Search each line below for "actions", then return the lines where it appears.

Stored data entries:
┌──

PR #1723, opened 2021-11-12
Overload resolution possible solution

josh-degraw:
Some of the tests still fail, and I didn't figure out how to do everything you were wanting to do here, but as far as type-checking goes I think I was able to figure out at least a halfway decent approach for at encapsulating the overloads.

### DIFF
--- a/packages/action-listener-middleware/src/globals.ts
+++ b/packages/action-listener-middleware/src/globals.ts
@@ -1,3 +1,0 @@
-import type { Dispatch, AnyAction } from '@reduxjs/toolkit'
-
-export interface AddListenerGlobals {}
--- a/packages/action-listener-middleware/src/globals.ts
+++ b/packages/action-listener-middleware/src/globals.ts
@@ -1,0 +1,3 @@
+import type { Dispatch, AnyAction } from '@reduxjs/toolkit'
+
+export interface AddListenerGlobals {}
--- a/packages/action-listener-middleware/src/index.ts
+++ b/packages/action-listener-middleware/src/index.ts
@@ -392,20 +392,6 @@ export const addListenerAction = createAction(
     }
   }
 ) as TypedAddListenerAction<unknown>
-// as unknown as BaseActionCreator<
-//   ListenerEntry<unknown, Dispatch<AnyAction>>,
-//   'actionListenerMiddleware/add'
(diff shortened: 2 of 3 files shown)


markerikson:
Yeah, this looks _very_ promising!

image

Correct inference of the action based on the action creator, and correct state type carried through.  Let me play with this some more.

markerikson:
The immediate issue I think I see, reading through this without running it yet, is that there's now a mismatch between `createListenerEntry` and `AddListenerOverloads`.  `cLE` is expecting a union of options objects. `ALO` is expecting alternate overloads.  The _types_ for the overloads definitely look like they work right, but the casting of all that dummy code I have strewn all over is broken because the actual behaviors/args are completely different.

Let me see if I can pull these pieces together and make them agree with each other.

markerikson:
I've added some type tests to clarify intended behavior.  I also fixed a type bug in `TypedAddListenerAction` (`D` was getting passed as a state arg instead of `S`) and added a `TypedAddListener` type.

Things are looking good so far!  The extraction of those `TypedAdd*` types is exactly what I was thinking of, particularly being able to configure the return type.

Biggest thing I'm seeing atm type-wise is that the `currentState, previousState` args in listener predicates aren't picking up state and are coming through as `any`, and atm I can't figure out where that `any` is coming from.  There's also the mismatch of `createListenerEntry` args I mentioned above.

I'm going to try backing up to the original start of the types changes and also play with @phryneas 's ideas in https://github.com/reduxjs/redux-toolkit/compare/master...phryneas:ts-fix-listenerMw?expand=1 a bit.

josh-degraw:
I managed to get the state types inferred correctly (overload ordering lol). I'll keep playing with the other bits

markerikson:
FYI, I think I've got something working locally, based on a combination of your earlier commits and Lenz's PR branch. I have _one_ type test that is not cooperating that I will probably need your help with. Will push up a PR momentarily.

markerikson:
@josh-degraw PR is up - see https://github.com/reduxjs/redux-toolkit/pull/1730 .

markerikson:
I'm gonna close this now that #1730 is merged in. Thank you for taking the time to put this together and file the PR - it was a huge help!

PR #1726, opened 2021-11-12
remove typeof undefined checks where not necessary 🐃🪒

phryneas:
This is just a bit of yak shaving, but I noticed we are doing the `typeof x === 'undefined'` check in quite some places where we would not need to. I changed it to `x === undefined` (or `x == null` if there was an `x === null` check going on in parallel anyways).

I kept the behaviour for non-local variables like `window`, `navigator`, `process` and `AbortController`.

### DIFF
--- a/packages/toolkit/src/query/react/buildHooks.ts
+++ b/packages/toolkit/src/query/react/buildHooks.ts
@@ -58,8 +58,8 @@ import type { BaseQueryFn } from '../baseQueryTypes'
 // Copy-pasted from React-Redux
 export const useIsomorphicLayoutEffect =
   typeof window !== 'undefined' &&
-  typeof window.document !== 'undefined' &&
-  typeof window.document.createElement !== 'undefined'
+  window.document &&
+  window.document.createElement
     ? useLayoutEffect
     : useEffect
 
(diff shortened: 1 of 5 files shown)


packages/toolkit/src/query/react/buildHooks.ts
```diff
@@ -55,8 +55,8 @@ import { useShallowStableValue } from './useShallowStableValue'
 // Copy-pasted from React-Redux
 export const useIsomorphicLayoutEffect =
   typeof window !== 'undefined' &&
-  typeof window.document !== 'undefined' &&
-  typeof window.document.createElement !== 'undefined'
+  window.document &&
+  window.document.createElement
     ? useLayoutEffect
     : useEffect
```
msutkowski, line 61: Can this be even shorter? It looks like there are [many implementations](https://github.com/Andarist/use-isomorphic-layout-effect/blob/master/src/index.ts) that are just:

`typeof document !== 'undefined' ? useLayoutEffect : useEffect`

msutkowski (commented):
Overall looks good to me, just a quick question about the ismorphic layout effect check.

packages/toolkit/src/query/react/buildHooks.ts
markerikson: Hmm. I would normally say "those other implementations are probably wrong", but Andarist normally knows what he's doing.

I'm going to say leave this alone - it's there, we know it works.

PR #1728, opened 2021-11-12
Fix broken link

vmkevv:
Change `invalidatesTags` to `invalidatestags` because the first one is not working in the docs.


markerikson:
Thanks!

PR #259, opened 2024-04-01
Updates the Terraform auto-plan workflow

mike-schenk:
- adds -input=false to the terraform commands to avoid silent stalls in actions runs


izep (approved):
I didn't know about that parameter...

workflow-templates/im-build-tf-auto-plan-and-comment-on-prs.yml
```diff
@@ -1,126 +1,126 @@
...
-             
-            __Pusher__: @${{ github.actor }}
-            __Action__: \`${{ github.event_name }}\``;
-            github.rest.issues.createComment({
-              issue_number: context.issue.number,
-              owner: context.repo.owner,
-              repo: context.repo.repo,
-              body: output
-            })
+# Workflow Code: DeterminedPorcupine_v23    DO NOT REMOVE
```
JosephDSchwartz, line 1:
```suggestion
# Workflow Code: DeterminedPorcupine_v24    DO NOT REMOVE
```

JosephDSchwartz (approved):

danielle-casella-adams:
> I didn't know about that parameter...

Same.  

[-input=true](https://developer.hashicorp.com/terraform/cli/commands/init#input-true) Ask for input if necessary. If false, will error if input was required.

I love this addition @mike-schenk!

mike-schenk:
> > I didn't know about that parameter...
> 
> Same.
> 
> [-input=true](https://developer.hashicorp.com/terraform/cli/commands/init#input-true) Ask for input if necessary. If false, will error if input was required.
> 
> I love this addition @mike-schenk!

The reason I added it here is because I had a situation where a root module required a variable that wasn't provided, so Terraform was asking for the input... but in GitHub actions, that simply appears as a stalled step that eventually just fails with a timeout and with nothing in the logs for that step.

└──

Solution:
- adds -input=false to the terraform commands to avoid silent stalls in actions runs
The reason I added it here is because I had a situation where a root module required a variable that wasn't provided, so Terraform was asking for the input... but in GitHub actions, that simply appears as a stalled step that eventually just fails with a timeout and with nothing in the logs for that step.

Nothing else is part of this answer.